Maximization problems - Using implicit function to avoid KKT

Question

I am wondering if the following procedure to solve a maximization problem in - let's say - two variables with inequality and non-negative constraints works.

More specifically, let's assume something like the following concrete example:
$ \text{max } F(x,y)=x^{\frac{2}{3}} y^{\frac{1}{3}}$
$ \text{sub } G(x,y)=x^2 + y^2 \leq 2 \hspace{0.5cm}\text{and } x,y\geq 0$

I thought that, instead of using Kuhn-Tucker conditions, which would bring me to a real nightmare, it would be better to go for the following steps:

1. I realize that the objective function is increasing in $\mathbb{R}^3_{+}$.
2. For this reason the constraint has to work as an equality constraint and it is binding.
3. I take the implicit function of $F(x,y)$ of $y$ in terms of $x$ and I put it equal to the same thing, for the inequality constraint.
4. I create a system with the previous equation and the inequality constraint expressed as an equality constraint.
5. I focus on the positive value of $x$ and $y$ and that's it.

Does it sound reasonable?
Any feedback is welcome!

Answer 1

This sound reasonable. The precise justification for your step 1 could go along the following lines: Assume that $(x,y)$ is a (feasible) minimizer of $F$. Obviously, $F(x,y) > 0$.

Assume $r^2 := x^2 + y^2 < 2$. Then, take $(\sqrt2 \, x/r,\sqrt 2\,y/r)$. Obviously, this point is still feasible and $F(\sqrt 2 \, x/r,\sqrt 2\,y/r) = F(x,y) \, \sqrt 2/r > F(x,y)$. Contradiction.
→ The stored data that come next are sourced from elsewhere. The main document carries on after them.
PR #4504, opened 2026-07-23
fdisk: derive first usable LBA from the real primary entries location

### LINKED ISSUE #3923: GPT: wrong first and last usable LBAs with non default partition table locations
The following was reported in [Debian as bug 1123892](https://bugs.debian.org/cgi-bin/bugreport.cgi?bug=1123892):

```
From: Pascal Hambourg <pascal@plouf.fr.eu.org>
Package: libfdisk1
Version: 2.41-5
Control: affects -1 fdisk

Dear maintainer,

In libfdisk/src/gpt.c, gpt_calculate_first_lba() and 
gpt_calculate_last_lba() do not use the actual partition entry LBA from 
the primary and backup GPT headers). Instead, they assume the default 
locations. They are called by fdisk_gpt_set_npartitions() which is 
called by fdisk when the user selects "change table length" in expert 
commands.

As a consequence, changing the GPT partition table length when the 
primary and/or backup partition entries are not at the default locations 
results in wrong first and last usable LBAs being written to the GPT header.

I also observed that fdisk does not check if the first and last usable 
LBA are after the primary partition entries and before the backup 
partition entries and allows to create partitions which overlap with 
them, causing possible data loss.

Steps to reproduce:

1) Create a standard GPT partition table with any tool.
2) Move the primary and backup partition tables with sgdisk (from 
package gdisk):

# sgdisk -j 1000 -k 41942000 /dev/vdb

3) Check the partition table layout:

# fdisk -x /dev/vdb
Disk /dev/vdb: 20 GiB, 21474836480 bytes, 41943040 sectors
Disklabel type: gpt
Disk identifier: 8F5B80CB-02BF-4F48-A7B8-C30A2DE3B68A
First usable LBA: 1032
Last usable LBA: 41941999
Alternative LBA: 41943039
Partition entries starting LBA: 1000
Allocated partition entries: 128
Partition entries ending LBA: 1031

We can see that the first and last usable LBAs have been moved along 
with the partition tables, as expected.

4) Change the table length with fdisk:
# fdisk /dev/vdb
x
l
100
r
w

5) Check the partition table layout:
# fdisk -x /dev/vdb
Disk /dev/vdb: 20 GiB, 21474836480 bytes, 41943040 sectors
Disklabel type: gpt
Disk identifier: 8F5B80CB-02BF-4F48-A7B8-C30A2DE3B68A
First usable LBA: 27
Last usable LBA: 41943013
Alternative LBA: 41943039
Partition entries starting LBA: 1000
Allocated partition entries: 100
Partition entries ending LBA: 1024

We can see that the first and last usable LBAs have unexpectedly been 
"reset" as if the partition entries were at the default locations and 
fdisk did not complain when reading the inconsistent GPT header.

6) Create a partition using the entire "available" space:
# fdisk -x /dev/vdb
n
Partition number (1-100, default 1): 1
First sector (27-41943013, default 2048): 27
Last sector (27-41943013, default 41940991): 41943013
w

7) Check the partition table layout:
# fdisk -x /dev/vdb
Disk /dev/vdb: 20 GiB, 21474836480 bytes, 41943040 sectors
Disklabel type: gpt
Disk identifier: 8F5B80CB-02BF-4F48-A7B8-C30A2DE3B68A
First usable LBA: 27
Last usable LBA: 41943013
Alternative LBA: 41943039
Partition entries starting LBA: 1000
Allocated partition entries: 100
Partition entries ending LBA: 1024

Device     Start      End  Sectors Type-UUID   UUID        Name Attrs
/dev/vdb1     27 41943013 41942987 0FC63DAF... 1650489F...

We can see that fdisk allowed to create a partition overlapping the 
partition tables.
```

lzwind:
## Summary

`fdisk_gpt_set_npartitions()` (the fdisk expert command **change table length**, `l`) computed the first usable LBA with `gpt_calculate_first_lba()`, which assumes the primary partition entries array is at the default LBA 2. The primary entries array is **not** relocated when the table length changes, so on a GPT whose primary entries are not at the default location (e.g. moved with `sgdisk`) the usable area ended up overlapping the entries array — a partition could then be created on top of the entry array.

The backup entries array, on the other hand, *is* recalculated to the default end-of-device location by `gpt_mknew_header_common()` later in the same function, so `gpt_calculate_last_lba()` is already correct for this operation and is left unchanged.

This is the bug reported in the Debian bug (libfdisk 2.41) referenced by the issue.

## Changes
- `libfdisk/src/gpt.c`: in `fdisk_gpt_set_npartitions()`, derive `first_usable` from the actual on-disk location of the primary entries array (`pheader->partition_entry_lba`) instead of the default layout (LBA 2). Added a `first_usable > last_usable` sanity check that returns `-ENOSPC`.
- `tests/ts/fdisk/gpt-table-length`: new regression test. It builds a GPT, relocates the primary entries array to a non-default LBA (fdisk/sfdisk cannot move the entries array, so this is done directly on the image and the GPT header CRCs are recomputed — uses `python3`, skipped if unavailable), runs "change table length" to 64 and checks the first usable LBA reported by `sfdisk -J`. With the fix it is `16 + 16 = 32`; without the fix it was `2 + 16 = 18`.

## Verification
- The new test passes with this change and fails (`firstlba=18` vs expected `32`) on the unpatched code.
- The existing `fdisk/gpt`, `fdisk/gpt-resize` and the rest of the `fdisk` test group still pass (no regression).

Fixes https://github.com/util-linux/util-linux/issues/3923

### DIFF
--- a/libfdisk/src/gpt.c
+++ b/libfdisk/src/gpt.c
@@ -2881,7 +2881,7 @@ int fdisk_gpt_set_npartitions(struct fdisk_context *cxt, uint32_t nents)
 	struct fdisk_gpt_label *gpt;
 	size_t new_size = 0;
 	uint32_t old_nents;
-	uint64_t first_usable = 0ULL, last_usable = 0ULL;
+	uint64_t first_usable = 0ULL, last_usable = 0ULL, esects = 0ULL;
 	int rc;
 
 	assert(cxt);
@@ -2909,11 +2909,18 @@ int fdisk_gpt_set_npartitions(struct fdisk_context *cxt, uint32_t nents)
 		return rc;
 	}
 
-	rc = gpt_calculate_first_lba(gpt->pheader, nents, &first_usable, cxt);
+	/* The primary entries array is not relocated when the table length
+	 * changes, so derive the first usable LBA from its real on-disk
+	 * location rather than the default LBA 2. */
+	rc = gpt_calculate_sectorsof_entries(gpt->pheader, nents, &esects, cxt);
+	if (rc == 0)
+		first_usable = le64_to_cpu(gpt->pheader->partition_entry_lba) + esects;
 	if (rc == 0)
 		rc = gpt_calculate_last_lba(gpt->pheader, nents, &last_usable, cxt);
 	if (rc)
 		return rc;
+	if (first_usable > last_usable)
+		return -ENOSPC;
 
 	/* if expanding the table, first check that everything fits,
 	 * then allocate more memory and zero. */
--- a/tests/expected/fdisk/gpt-table-length-first-usable-nondefault-entries
+++ b/tests/expected/fdisk/gpt-table-length-first-usable-nondefault-entries
@@ -1,0 +1,1 @@
+firstlba=32
--- a/tests/ts/fdisk/gpt-table-length
+++ b/tests/ts/fdisk/gpt-table-length
@@ -1,0 +1,100 @@
+#!/usr/bin/env bash
+#
+# This file is part of util-linux.
+#
+# This file is free software; you can redistribute it and/or modify
+# it under the terms of the GNU General Public License as published by
+# the Free Software Foundation; either version 2 of the License, or
+# (at your option) any later version.
+#
+# This file is distributed in the hope that it will be useful,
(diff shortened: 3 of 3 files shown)


karelzak:
Good catch! Thanks.

PR #4508, opened 2026-07-24
agetty: show default issue file when built without issue.d support

### LINKED ISSUE #4505: agetty: /etc/issue is not shown by default when built without issue.d support (since d1cf7ef)
Commit d1cf7ef caused the default issue file to only be processed when issue.d support is available

Alpine Linux (without issue.d support):

```shell
$ docker run --rm -it alpine:edge
/ # apk add --no-cache --quiet agetty
/ # agetty --version
agetty from util-linux 2.42.2 (flow control, hints, issue, keyboard mode, plymouth, reload, syslog, widechar)
/ # agetty --show-issue
/ # agetty --show-issue -f /etc/issue
Welcome to Alpine Linux 3.24.0_alpha20260127 (edge)
Kernel 6.8.0-124-generic on x86_64 (tty1)

```

Debian (with issue.d support):

```shell
$ docker run --rm -it debian:sid
root@6affb405e5c4:/# agetty --version
agetty from util-linux 2.42.2 (flow control, hints, issue, issue.d, keyboard mode, plymouth, reload, syslog, systemd, widechar)
root@6affb405e5c4:/# agetty --show-issue
Debian GNU/Linux forky/sid 6affb405e5c4 tty1

```

I've had a look and come up with https://github.com/NHellFire/util-linux/commit/1a40247129d94f63f785dd87c16e7ff7c70333eb, or https://github.com/NHellFire/util-linux/commit/b351fa623c79e46eef503adba4f76a2473120c88 as a fix, but not sure which would be the preferred option.

lzwind:
## Summary

Since commit d1cf7ef the default issue file (`/etc/issue`) is only read when issue.d support (`ISSUEDIR_SUPPORT`, i.e. `scandirat()`/`openat()`) is available. On builds without issue.d support (for example systems where `scandirat()` is unavailable, such as musl libc) `agetty --show-issue` and the login prompt print nothing unless `--issue-file` is given, regressing the long-standing behaviour of displaying `/etc/issue`.

The regression happened because the `ul_configs_file_list()` call that reads the default issue file was placed inside an `#ifdef ISSUEDIR_SUPPORT` block. `ul_configs_file_list()` already returns the main issue file even when drop-in directory support is unavailable — it simply skips the drop-in scan — so the call does not need to be gated on `ISSUEDIR_SUPPORT`.

## Changes
- `agetty-cmd/issuefile.c`: include `configs.h` and define `ISSUEDIR_EXT`/`ISSUEDIR_EXTSIZ` unconditionally, and drop the `#ifdef ISSUEDIR_SUPPORT` guard around the `ul_configs_file_list()` call. The drop-in directory scanning itself still requires `ISSUEDIR_SUPPORT` (handled inside `ul_configs_file_list()`), which is unchanged.

## Verification

Built agetty in two configurations (the relevant macros toggled via `config.h`):

**Without `ISSUEDIR_SUPPORT` (the broken case), `_PATH_SYSCONFDIR=/usr/local/etc`:**
```
$ ./agetty --show-issue        # original (unpatched)
<no output>

$ ./agetty --show-issue        # patched
Welcome ... (contents of /usr/local/etc/issue)
```
`--show-issue` was run under a pty (it needs a terminal on stdin).

**With `ISSUEDIR_SUPPORT` (default glibc build):** `--show-issue` still prints the issue file — no regression.

Fixes https://github.com/util-linux/util-linux/issues/4505

### DIFF
--- a/agetty-cmd/issuefile.c
+++ b/agetty-cmd/issuefile.c
@@ -19,16 +19,22 @@
 #include "agetty.h"
 #include "c.h"
 #include "color-names.h"
+#include "configs.h"
 #include "nls.h"
 #include "fileutils.h"
 #include "pathnames.h"
 #include "widechar.h"
 
+/* The default issue file (e.g. /etc/issue) is read via ul_configs_file_list()
+ * whenever ISSUE_SUPPORT is enabled. The drop-in directory (issue.d) scanning
+ * performed by that function additionally requires ISSUEDIR_SUPPORT
+ * (i.e. scandirat()/openat()); when it is unavailable ul_configs_file_list()
+ * still returns the main issue file. */
+#define ISSUEDIR_EXT	"issue"
+#define ISSUEDIR_EXTSIZ	sizeof(ISSUEDIR_EXT)
+
 #ifdef ISSUEDIR_SUPPORT
-# include "configs.h"
 # include <dirent.h>
-# define ISSUEDIR_EXT	"issue"
-# define ISSUEDIR_EXTSIZ	sizeof(ISSUEDIR_EXT)
 #endif
 
 #ifdef USE_SYSTEMD
@@ -393,7 +399,6 @@ skip:
 		goto done;
 	}
 
-#ifdef ISSUEDIR_SUPPORT
 	struct list_head file_list;
 	struct list_head *current = NULL;
 	char *name = NULL;
@@ -403,6 +408,11 @@ skip:
 	 * https://github.com/uapi-group/specifications/blob/main/specs/configuration_files_specification.md
 	 *
 	 * Note that _PATH_RUNSTATEDIR (/run) is always read by ul_configs_file_list().
+	 *
+	 * ul_configs_file_list() returns the main issue file (e.g. /etc/issue)
+	 * even when drop-in directory support (ISSUEDIR_SUPPORT) is unavailable,
+	 * so the default issue file is still shown on builds without issue.d
+	 * support (see https://github.com/util-linux/util-linux/issues/4505).
 	 */
 	ul_configs_file_list(&file_list,
 			     NULL,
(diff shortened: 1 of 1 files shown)


cgoesche:
Hey @lzwind, it would be nice to add at least a `Suggested-by: Naomi Rennie-Waldock <naomi.renniewaldock@gmail.com>` trailer to give proper credit to the initial author (@NHellFire) and reporter of this patch.

agetty-cmd/issuefile.c
```diff
@@ -403,6 +408,11 @@ void agetty_eval_issue_file(struct agetty_issue *ie,
 	 * https://github.com/uapi-group/specifications/blob/main/specs/configuration_files_specification.md
 	 *
 	 * Note that _PATH_RUNSTATEDIR (/run) is always read by ul_configs_file_list().
+	 *
+	 * ul_configs_file_list() returns the main issue file (e.g. /etc/issue)
+	 * even when drop-in directory support (ISSUEDIR_SUPPORT) is unavailable,
+	 * so the default issue file is still shown on builds without issue.d
+	 * support (see issue #4505).
```
cgoesche: What about ?
```suggestion
	 * support (see https://github.com/util-linux/util-linux/issues/4505).
```

lzwind: Applied, thanks.

lzwind:
Thanks for the review @cgoesche. Both points addressed in the force-pushed commit (abd84659):

- Added `Suggested-by: Naomi Rennie-Waldock <naomi.renniewaldock@gmail.com>` trailer to credit the initial author/reporter.
- Applied the inline suggestion (full issue URL instead of `#4505`).

karelzak:
Merged as d380eae90 (modified -- removed github issue URL from in-code comment).

Thanks!

agetty-cmd/issuefile.c
karelzak: We have `git  {log, blame}`; you really do not need something like this in code.

PR #4513, opened 2026-07-30
RFC: hwclock-rtc: add RTC_PARAM_BATTERY_LOW_DETECT support

KarlK90:
**Draft PR - depends on pending linux patch series**

Some rtcs like the pcf2131 do not enable low battery detection by default. A new linux patch series[1] exposes a parameter to enable the detection, support is implemented in this commit.

[1]: https://lore.kernel.org/all/20260311200237.3531981-1-hugo@hugovil.com/

### DIFF
--- a/sys-utils/hwclock-rtc.c
+++ b/sys-utils/hwclock-rtc.c
@@ -54,11 +54,16 @@ struct rtc_param {
 # define RTC_PARAM_BACKUP_SWITCH_MODE	2
 #endif /* RTC_PARAM_GET */
 
+#if defined(RTC_PARAM_GET) && !defined(RTC_PARAM_BATTERY_LOW_DETECT)
+# define RTC_PARAM_BATTERY_LOW_DETECT 3
+#endif
+
 static const struct hwclock_param hwclock_params[] =
 {
 	{ RTC_PARAM_FEATURES,  "features", N_("supported features") },
 	{ RTC_PARAM_CORRECTION, "correction", N_("time correction") },
 	{ RTC_PARAM_BACKUP_SWITCH_MODE, "bsm", N_("backup switch mode") },
+	{ RTC_PARAM_BATTERY_LOW_DETECT, "bld", N_("battery low detection") },
 	{ }
 };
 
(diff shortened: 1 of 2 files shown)


sys-utils/hwclock-rtc.c
```diff
@@ -52,13 +52,15 @@ struct rtc_param {
 # define RTC_PARAM_FEATURES		0
 # define RTC_PARAM_CORRECTION		1
 # define RTC_PARAM_BACKUP_SWITCH_MODE	2
+# define RTC_PARAM_BATTERY_LOW_DETECT	3
 #endif /* RTC_PARAM_GET */
```
karelzak: You cannot define it in the `ifndef RTC_PARAM_GET` block, do it later
```C
#if defined(RTC_PARAM_GET) && !defined(RTC_PARAM_BATTERY_LOW_DETECT)
# define RTC_PARAM_BATTERY_LOW_DETECT 3
#endif
```

KarlK90: Done. But won't that result in compilation error in the case that RTC_PARAM_GET is undefined?

karelzak: Good point, RTC_PARAM_GET is required, but the code in this case is not strict enough. I'll improve it.

karelzak: https://github.com/util-linux/util-linux/pull/4532/changes/f08938243121105123a881ab438ce85085ea8c77 should make RTC_PARAM_GET use more robust.

KarlK90: Thanks! I have cherry-picked your commit and updated my commit on top of it.

karelzak: You still need to define it outside the `#ifndef RTC_PARAM_GET` block.

KarlK90: I have added it again. Is this for backwards compatibility to provide the parameter in case util-linux is compiled against (older) uapi headers which do not provide the parameter?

Hence, $x^2 + y^2 = 2$ holds for the minimizer.

Answer 2

Your assumptions of (1) and (2) are correct and then you can use a more formal way. To maximize $F(x,y)$ the first differential must be zero $$dF=\frac{\partial F}{\partial x}dx+\frac{\partial F}{\partial y}dy=\frac 23 \frac{y^{1/3}}{x^{1/3}}dx+\frac 13 \frac{x^{2/3}}{y^{2/3}}dy=0$$ Due to constraint $dx$ and $dy$ are related in a way that $x$ and $y$ must always be on the curve $G(x,y)=2$. To find the relation we use the first differential $$dG=\frac{\partial G}{\partial x}dx+\frac{\partial G}{\partial y}dy=2x\,dx+2y\,dy=0\Rightarrow dy=-\frac xy dx$$ Now we can use this relation to eliminate $dy$ in $dF$ $$dF=\frac 23 \frac{y^{1/3}}{x^{1/3}}dx-\frac 13 \frac{x^{2/3}}{y^{2/3}}\frac xy dx=0$$ $$dF=\bigg(\frac 23 \frac{y^{1/3}}{x^{1/3}}-\frac 13 \frac{x^{2/3}}{y^{2/3}}\frac xy\bigg) dx=0$$ The above equation can be satisfied for any $dx$ (or in any directions) if $$\frac 23 \frac{y^{1/3}}{x^{1/3}}-\frac 13 \frac{x^{2/3}}{y^{2/3}}\frac xy=0$$ $$2 \frac{y^{1/3}}{x^{1/3}}=\frac{x^{5/3}}{y^{5/3}}$$ $$2 y^2=x^2\Rightarrow y=\frac x{\sqrt 2}$$ Now we satisfied that objective $F(x,y)$ is maximized along the curve $G(x,y)$. We need to satisfy one more condition that $G(x,y)=2$ by using the relation between $y$ and $x$ $$x^2+y^2=x^2+\frac{x^2}2=2\Rightarrow x=\frac 2{\sqrt 3}$$ and $$y=\frac x{\sqrt 2}=\frac {\sqrt 2}{\sqrt 3}$$ So you neither used Lagrange multipliers nor KKT.